Open AlisaGU opened this issue 11 months ago • 11 comments

Hi, I have two huge genomes (ref: 48G; query: 20G). To obtain an accurate genome alignment, I tried to annotate the transposable element (TE) and filter the non-TE sequence longer than 50bp to be the reference genome. Unexpectedly, the last-train step was too slow and I had to kill it after 7 days run.

I tried to reverse the ref and query, and things seemed worse. Nothing was outputted after two days run.

Could you give me some tips to run? Can I ignore the last-train step and align them directly? Or is there a better way?

Best regards,

AlisaGU avatar Mar 03 '24 15:03 AlisaGU

Please can you show your commands/options for lastdb and last-train, and also the version (e.g. lastdb --version)?
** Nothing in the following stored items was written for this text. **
PR #51, opened 2026-06-25
Use Krill engine as primary LLM (Ollama failover)

srvsngh99:
## What the user asked for

> why ollama we should be using krill and ollama is fallback to krill ... its Krill and not KrillLM anymore and no its not ollama is my own inference engine for local models ... let them take their own time (no reply timeout)

Decisions: auto-failover (Krill -> Ollama); Mini-Krill only (Lab-Krill stays on Claude); Krill owns the 12B, Ollama fallback uses a SMALL model.

## What changed

Mini-Krill was calling Ollama (`:11434`) even though its provider was *named* `krilllm` - it never actually used Krill. This wires it to **Krill** (`krillm serve` on `:57455`, the user's own OpenAI-compatible engine) as **primary**, with **Ollama** as an automatic **fallback**.

- `KrillProvider` - Krill's `/v1/chat/completions`, generous 10m timeout (cold MLX loads are slow; a background agent should take its time), refused-connection fails fast for quick failover.
- `FailoverProvider` - primary (Krill) then, on error, fallback (Ollama). Shutdown (ctx cancel) is never masked by a fallback. Stream fails over on outright error and errored first chunk.
- `provider.go` - krill/krilllm aliases build Krill primary + Ollama fallback; Krill URL/model env-overridable (`KRILLM_URL`/`KRILL_MODEL`). Fallback Ollama model is **small** (`gemma4:e2b`) on purpose: on a 16GB box only one 12B fits, so the fallback must coexist with Krill's 12B.
- Default provider is now `krill`; `OllamaConfig.FallbackModel` added.
- FeedWatcher appraisal drops its 60s deadline - only shutdown + the client backstop bound the call.

## How it was tested

`go build`, `go vet`, `go test ./...` green (new failover tests: primary-ok / fallback-on-error / respects-cancel / name; updated provider+config tests).

## NOT YET DEPLOYED

The `krillm` server is currently **wedged** (up 2+ days, chat completions hang) and needs a restart, and the 16GB box needs RAM headroom for the 12B. Deploy after Krill can serve a completion reliably. At deploy: set `~/.mini-krill/config.yaml` `llm.provider: krill`, reinstall the binary, reload the service.

### DIFF
--- a/internal/config/config.go
+++ b/internal/config/config.go
@@ -196,6 +196,10 @@ type OllamaConfig struct {
 	AutoInstall  bool   `yaml:"auto_install"`
 	AutoStart    bool   `yaml:"auto_start"`
 	DefaultModel string `yaml:"default_model"`
+	// FallbackModel is the model Ollama serves when it is the failover backend
+	// behind Krill. Kept SMALL on purpose so it can coexist in RAM with Krill's
+	// 12B on a 16GB box (a second 12B would not fit).
+	FallbackModel string `yaml:"fallback_model"`
 }
 
 // PluginsConfig for the skill registry.
@@ -257,8 +261,8 @@ func DefaultConfig() *Config {
 			AutonomyFloor: "act",
 		},
 		LLM: LLMConfig{
-			Provider:    "krilllm",
-			Model:       DefaultKrillLMModel,
+			Provider:    "krill", // Krill engine (:57455) primary, Ollama fallback
+			Model:       "gemma-4-12b",
 			Temperature: 0.7,
 			MaxTokens:   2048,
 		},
@@ -269,10 +273,11 @@ func DefaultConfig() *Config {
 			HeartbeatSec: 30,
 		},
 		Ollama: OllamaConfig{
-			Host:         "http://localhost:11434",
-			AutoInstall:  true,
-			AutoStart:    true,
-			DefaultModel: "gemma3:4b",
+			Host:          "http://localhost:11434",
+			AutoInstall:   true,
+			AutoStart:     true,
+			DefaultModel:  "gemma3:4b",
+			FallbackModel: "gemma4:e2b",
 		},
 		Plugins: PluginsConfig{
 			Dir: filepath.Join(dataDir, "skills"),
--- a/internal/config/config.go
+++ b/internal/config/config.go
@@ -129,9 +129,11 @@ func (a AgentConfig) MarshalYAML() (interface{}, error) {
 	}, nil
 }
 
-// DefaultKrillLMModel is the primary model of the KrillLM provider —
-// Mini Krill's default, Ollama-backed local inference stack.
-const DefaultKrillLMModel = "gemma4:12b-mlx"
+// DefaultKrillLMModel is the primary model of the KrillLM provider. It must
+// match the model id the Krill engine (krillm serve on :57455) actually loads
+// and serves over its OpenAI-compatible API, otherwise requests name a model
+// the engine does not have and fail. The live engine serves "gemma-4-12b".
+const DefaultKrillLMModel = "gemma-4-12b"
 
 // IsLocalProvider reports whether the provider runs on the local Ollama
 // daemon (and therefore needs Ollama auto-start/health monitoring).
--- a/internal/config/config_test.go
+++ b/internal/config/config_test.go
@@ -10,8 +10,8 @@ import (
 func TestDefaultConfig(t *testing.T) {
 	cfg := DefaultConfig()
 
-	if cfg.LLM.Provider != "krilllm" {
-		t.Errorf("LLM.Provider = %q, want %q", cfg.LLM.Provider, "krilllm")
+	if cfg.LLM.Provider != "krill" {
+		t.Errorf("LLM.Provider = %q, want %q", cfg.LLM.Provider, "krill")
 	}
 	if cfg.Agent.PlanApproval != "auto" {
 		t.Errorf("Agent.PlanApproval = %q, want %q", cfg.Agent.PlanApproval, "auto")
@@ -25,8 +25,8 @@ func TestDefaultConfig(t *testing.T) {
 	if cfg.LLM.Model == "" {
 		t.Error("LLM.Model is empty, want a default model to be set")
 	}
-	if cfg.LLM.Model != DefaultKrillLMModel {
-		t.Errorf("LLM.Model = %q, want KrillLM primary model %q", cfg.LLM.Model, DefaultKrillLMModel)
+	if cfg.LLM.Model != "gemma-4-12b" {
+		t.Errorf("LLM.Model = %q, want Krill primary model %q", cfg.LLM.Model, "gemma-4-12b")
 	}
 	if cfg.LLM.Temperature != 0.7 {
 		t.Errorf("LLM.Temperature = %f, want 0.7", cfg.LLM.Temperature)
--- a/internal/feed/watcher.go
+++ b/internal/feed/watcher.go
@@ -324,13 +324,15 @@ type appraisal struct {
 // appraise runs one model call primed with the agent's identity and parses the
 // JSON verdict. A parse failure or model error is treated as "no engagement".
 func (w *FeedWatcher) appraise(ctx context.Context, userPrompt string) (appraisal, bool) {
-	callCtx, cancel := context.WithTimeout(ctx, 60*time.Second)
-	defer cancel()
+	// No artificial per-call deadline: a background agent should take as long as
+	// it genuinely needs to read a post and decide whether to reply. Only process
+	// shutdown (via ctx) and the model client's own connection backstop bound the
+	// call, so a slow or cold model load is not cut off mid-thought.
 	msgs := []core.Message{
 		{Role: "system", Content: w.brain.SystemPrompt()},
 		{Role: "user", Content: userPrompt},
 	}
-	resp, err := w.llm.Chat(callCtx, msgs, core.WithTemperature(0.3), core.WithMaxTokens(400))
+	resp, err := w.llm.Chat(ctx, msgs, core.WithTemperature(0.3), core.WithMaxTokens(400))
 	if err != nil || resp == nil {
 		if ctx.Err() == nil {
 			log.Warn("feed appraisal call failed", "error", err)
--- a/internal/feed/watcher.go
+++ b/internal/feed/watcher.go
@@ -35,6 +35,12 @@ import (
 // pre-filter beyond this wait for the next cycle.
 const maxAppraisalsPerCycle = 6
 
+// appraisalTimeout caps one appraisal call end to end. The failover stack drops
+// a hung primary to Ollama within its own bounded budget; this is the outer
+// guard so a single appraisal (primary plus any fallback) cannot stall the feed
+// loop for the model client's full 10m timeout.
+const appraisalTimeout = 3 * time.Minute
+
 // mentionThreshold is the (low) interest bar applied when this agent is @tagged:
 // a direct address should almost always get a response, overriding the normal
 // selectivity and the depth-based ping-pong decay.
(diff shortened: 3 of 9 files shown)


srvsngh99:
## Review - PR #51 (round 1)

Head SHA: `f86d609c38fec25c2cde453bcc2ebea34d70c788`

Commands run (default build, no `colony` tag):
- `go build ./...` -> PASS
- `go vet ./...` -> PASS
- `go test ./...` -> PASS (all packages ok)
- `go test -race ./internal/llm/... ./internal/config/... ./internal/feed/...` -> PASS

Read every changed/new file in full plus the surrounding call sites (`manager.go`, `provider.go`, `ollama.go`, `core/types.go`, `cmd/minikrill/main.go`). The core failover/cancel semantics and the new KrillProvider parsing are solid and well tested. The blocking problems are all downstream of one thing: the failover stack reports its Name() as `"krill+ollama"`, a string nothing else in the codebase recognizes.

### Substantive issues

1. **Runtime switch to krill bricks the next startup.** `manager.go:119` persists `m.cfg.LLM.Provider = newProvider.Name()`. For the new krill stack that is `"krill+ollama"` (`failover.go:80`). On the next launch `config.Load` -> `NewProvider("krill+ollama", ...)` hits the `default` case in `provider.go:81-83` and returns `unknown LLM provider "krill+ollama"`, which `main.go:138-140` turns into a hard `init LLM provider` failure. So once a user runs `/use krill` (or switches to it via the TUI), the app refuses to start until they hand-edit `config.yaml`. Fresh installs are fine (default `Provider: "krill"` loads), so this hides in testing.
   Fix: persist the canonical alias, not the composite display name - in `Switch`, write the normalized `provider` argument (`m.cfg.LLM.Provider = provider`) rather than `newProvider.Name()`. (Alternatively make `FailoverProvider.Name()` return the primary's canonical name, but that collides with the `"krill+ollama"` expectation baked into the new tests.)

2. **The provider catalog never marks the krill stack active.** `manager.go:173` gates the krill entry on `active.Provider == "krilllm"`. With the new default the active name is `"krill+ollama"`, so `ListProviders` shows *no* provider as active out of the box (this ships by default, no switch needed). Same stale-key assumption as #1.
   Fix: match the failover name, e.g. `IsActive: strings.HasPrefix(active.Provider, "krill")`, and reconcile the entry `Name`/aliases with what `Switch` persists.

3. **Krill model id drift between config and the catalog.** The engine is told to load `"gemma-4-12b"` (`config.go:264`, `krill.go:18` `KrillModelDefault`), but `manager.go:162` and the `/use` shorthands in `manager.go:341-345` still resolve to `DefaultKrillLMModel = "gemma4:12b-mlx"` (`config.go:134`). So the advertised model list is wrong, and `/use gemma12b` would send `"gemma4:12b-mlx"` to Krill's `/v1/chat/completions` instead of the id it actually serves. Pick one canonical Krill model id and use it in all three places.

4. **A wedged-but-connected Krill freezes the feed loop for up to 10 minutes with no failover.** `watcher.go appraise` dropped its 60s deadline and now passes the raw `ctx`, while `krill.go:74` sets a 10m client timeout. Failover only fires on an *error* (`failover.go:24`); a slow or hung-but-connected `krillm` returns no error, so the appraisal blocks the whole serialized feed loop for the full 10m per post and never drops to Ollama. This is exactly the failure state the PR description calls out ("chat completions hang"). The "refused fails fast" claim only holds for a TCP-refused dial; a connected-then-silent socket waits the entire timeout. Recommend bounding the primary call (a shorter primary timeout, or a watchdog that triggers failover) so a hung Krill degrades to Ollama instead of stalling the agent.

### Nits

- `krill.go:73` `Available` allocates a fresh `http.Client` on every probe; `OllamaProvider` keeps a reusable `healthClient`. Store one on the struct.
- `krill.go:106` `respBody, _ := io.ReadAll(...)` swallows the read error; a truncated body then surfaces as a misleading `decode krill response` error rather than the real I/O failure.
- `KrillProvider.Stream` is not actually streaming - it runs the full blocking `Chat` and emits a single terminal chunk, so `FailoverProvider.Stream` blocks reading the first chunk for the entire call. Fine for the interface contract, just no real token streaming through Krill primary.
- `krill.go` `if o.Temperature != 0` / `if o.MaxTokens != 0` means a caller cannot explicitly request temperature 0. Matches the existing Ollama convention, so pre-existing, not introduced here.

### Verified good

- Cancel semantics are correct and tested: `FailoverProvider.Chat`/`Stream` surface the primary error on `ctx.Err() != nil` and never burn a fallback call on shutdown.
- Genuine Krill errors (non-200, empty choices, malformed JSON, connection refused) all fail over to Ollama without panicking; bodies are drained and `defer resp.Body.Close()` is present in both `Chat` and `Available`.
- RAM coexistence holds by config: fallback is the small `gemma4:e2b`, so failover never loads two 12B models at once.
- `-race` clean on llm/config/feed; no goroutine leak beyond the standard "consumer must drain" stream pattern already used by Ollama.
- Hygiene: branch is `feature/krill-primary` (not main), no secrets, no AI attribution, no em/en dashes in added lines.

Solid direction and the failover unit tests are exactly the right ones. Items 1-4 need addressing before merge - 1 and 2 because the new default name breaks switch persistence and the active-provider UI, 3 for model-id correctness against the real engine, 4 because a hung krillm is the documented current state and it currently freezes the feed loop instead of failing over.

1. Switch persists `"krill+ollama"` -> next startup hard-fails on unknown provider (`manager.go:119`, `provider.go:81-83`, `main.go:138`)
2. Catalog `IsActive` never matches the new krill stack name -> no active provider shown by default (`manager.go:173`)
3. Krill model id drift: serves `gemma-4-12b` but catalog/aliases use `gemma4:12b-mlx` (`config.go:264` vs `config.go:134`, `manager.go:162,341-345`)
4. 10m timeout + dropped appraisal deadline -> a connected-but-hung Krill freezes the feed loop with no failover (`watcher.go appraise`, `krill.go:74`)

VERDICT: CHANGES_REQUESTED

srvsngh99:
Addressed items 1-4 in 0a594ed:

1. Startup brick: NewProvider now recognizes the failover stack's persisted name "krill+ollama" (provider.go), so the name round-trips and a restart after switching to/using the krill stack no longer hard-fails with "unknown LLM provider". Added a round-trip test (krilllm_test.go).
2. IsActive: the krilllm catalog entry is now gated through isKrillActive(), which matches the live default name "krill+ollama" (plus krill/krilllm), instead of the stale "krilllm"-only check (manager.go).
3. Model id drift: DefaultKrillLMModel is now "gemma-4-12b" to match what the engine actually serves (confirmed against /v1/catalog and /v1/status), aligning the catalog and aliases; kept the old "gemma4:12b-mlx" as a resolve alias (config.go, manager.go).
4. Hung-krill freeze: FailoverProvider runs the primary on a bounded (90s) derived context and falls over to Ollama on its deadline while still surfacing genuine shutdown via the parent ctx; the feed appraisal also regained a 3m outer deadline, so a wedged krillm can no longer stall the loop for the client's 10m timeout (failover.go, watcher.go).

go build / go vet / go test ./... all pass, including go test -race on internal/llm and internal/feed.

srvsngh99:
## Review - PR #51 (round 2)

Checked out `feature/krill-primary` at HEAD `0a594eddc4af3e5d9e306b5a5c4075253dc20dbd` (fix commit `0a594ed`), base `main`.

Commands run:
- `go build ./...` -> ok (rc=0)
- `go vet ./...` -> ok (rc=0)
- `go test ./...` -> all packages ok
- `go test -race ./internal/llm/... ./internal/feed/...` -> ok
- New tests verbose: `TestKrillProviderNameRoundTrips`, `TestFailoverDropsHungPrimary`, `TestFailoverRespectsCancel`, `TestNewProviderKrillLM`, `TestKrillModelOverride` -> all PASS
- `curl -s http://127.0.0.1:57455/v1/catalog` / `/v1/models` -> live engine serves alias `gemma-4-12b`

I did not write this code. Round 1 raised 4 substantive items; verifying each.

### Round 1 items - all genuinely fixed

1. STARTUP BRICK (failover name not recognized) - FIXED. `internal/llm/provider.go:44` adds `"krill+ollama"` (plus `krill`/`krilllm`/`krill-lm`/`krill_lm`) to the recognized case. `Switch` persists `newProvider.Name()` (`manager.go:119`), which for this stack is `FailoverProvider.Name()` = `"krill+ollama"` (`failover.go:107`), and that exact string now feeds back through `NewProvider` cleanly. `TestKrillProviderNameRoundTrips` (krilllm_test.go) proves the round trip. I checked the other persisted-name paths too: ollama/codex/claude/openai/anthropic/google all persist a `Name()` that `NewProvider` already recognizes, and the pre-PR `"krilllm"` value still boots. No remaining brick path.

2. IsActive gate - FIXED. `isKrillActive()` (`manager.go:138-144`) matches all three live names and is used at `manager.go:185`. With the running stack reporting `"krill+ollama"` the `krilllm` catalog row now lights up. It only matches the krill family, so it does not falsely flag ollama/codex/etc.

3. MODEL ID DRIFT - FIXED. `config.DefaultKrillLMModel = "gemma-4-12b"` (`config.go:136`); `DefaultConfig` sets `Model: "gemma-4-12b"` (`config.go:267`). The krill case passes `cfg.Model` straight into `NewKrillProvider` (`provider.go:54-58`), so the request body names `gemma-4-12b`, which the live `/v1/catalog` and `/v1/models` confirm the engine actually serves. The back-compat alias `gemma4:12b-mlx -> KrillLMDefaultModel` (`manager.go:357`) resolves to `gemma-4-12b`, so it does not reintroduce drift. `KrillLMDefaultModel` is now `= config.DefaultKrillLMModel`, so the catalog list and aliases also read `gemma-4-12b`.

4. HUNG-KRILL FREEZE - FIXED. `FailoverProvider.Chat` bounds the primary on a derived 90s context (`failover.go:18,42-46`) and falls over on either an outright error or the bounded-timeout, while `if ctx.Err() != nil { return err }` (`failover.go:48-50`) still surfaces genuine parent cancellation without a fallback attempt. `watcher.appraise` adds the 3m outer deadline (`watcher.go:38-39,335-340`). Ordering is correct: 90s primary < 3m appraisal < 10m client backstop, so a wedged krillm drops to Ollama in ~90s and the feed loop can never stall for 10m. No goroutine leak from the bounded attempt - the primary call is synchronous, so on pctx timeout `http.Client.Do` returns and the body is released by the transport; there is no double-call of the primary. `TestFailoverDropsHungPrimary` and `TestFailoverRespectsCancel` cover both paths.

No new regression found. The bounded-context shadowing in `appraise` is safe because cancellation still propagates from the real parent to the derived context.

### Nits
- `internal/llm/krilllm.go`: `KrillLMProvider` / `NewKrillLMProvider` are now dead code - nothing instantiates them after `provider.go` switched to `NewKrillProvider`. The file still earns its keep only via the `KrillLMDefaultModel` constant. Worth deleting the struct+constructor in a follow-up to avoid two "krill" provider types in the package.
- `FailoverProvider.Stream` (`failover.go:64-88`): on the first-chunk-error path it returns the fallback stream without draining the primary channel. Harmless for every current provider (krill/ollama emit a single terminating chunk, so the channel is already closed), but a future multi-chunk primary would leak its producer goroutine. Watcher uses `Chat`, not `Stream`, so no live impact.
- Fallback model default `gemma4:e2b` (`config.go:281`, `provider.go:66`) is an Ollama tag, separate from the krillm `gemma-4-e2b` alias - just confirm that tag is actually pulled on the target box so the failover path can answer.

### Verified good
- Round-trip safety across every persistable provider name.
- Model id sent to krillm matches the live engine catalog.
- Failover ordering (90s / 3m / 10m) and no-mask-on-shutdown semantics.
- `go build`, `go vet`, `go test`, `-race` all clean.
- Hygiene: on `feature/krill-primary` (not main); no em/en dashes in added lines; sole-authored by Sourav Singh, no AI attribution; no secrets (env reads only).

All four round-1 items are genuinely fixed with tests. Nits are non-blocking.

VERDICT: APPROVED

srvsngh99:
Approved after two automated review rounds. Round 2 confirmed all four round-1 fixes: the persisted provider name now round-trips through NewProvider (no startup brick), isKrillActive detects the new default, the catalog and aliases align with the gemma-4-12b the engine actually serves, and a hung krillm fails over within a bounded window without masking genuine cancellation. krillm single-owner is already live. Merging.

mcfrith avatar Mar 03 '24 22:03 mcfrith

Sure. Version: lastal 1542 lastdb command: $lastdb -P 20 ${reference_abbre} ${reference_genome} last-train: ${last_train} -P 20 --revsym -D1e9 --sample-number=5000 ${reference_abbre} ${query_genome_sequence} >${train_outfile}

the distribution of ref genome after remove the TE: image

genomic fragment less than 50 bp will be filtered.

AlisaGU avatar Mar 04 '24 01:03 AlisaGU

Thanks! Since last-train only uses a sample of the query, I wouldn't expect it to be so slow. I guess the slowness may be caused by running out of memory.

I basically suggest following the "Aligning human & chimp genomes" recipe here: https://gitlab.com/mcfrith/last/-/blob/main/doc/last-cookbook.rst For your huge genomes, I would add this lastdb option: --bits=4.

In the recipe, -uRY128 reduces the run time and memory use. But it lowers the sensitivity, which is fine for closely-related genomes, but not distantly-related ones. If your genomes are distantly-related, you could try something like -uRY4 or -uRY8.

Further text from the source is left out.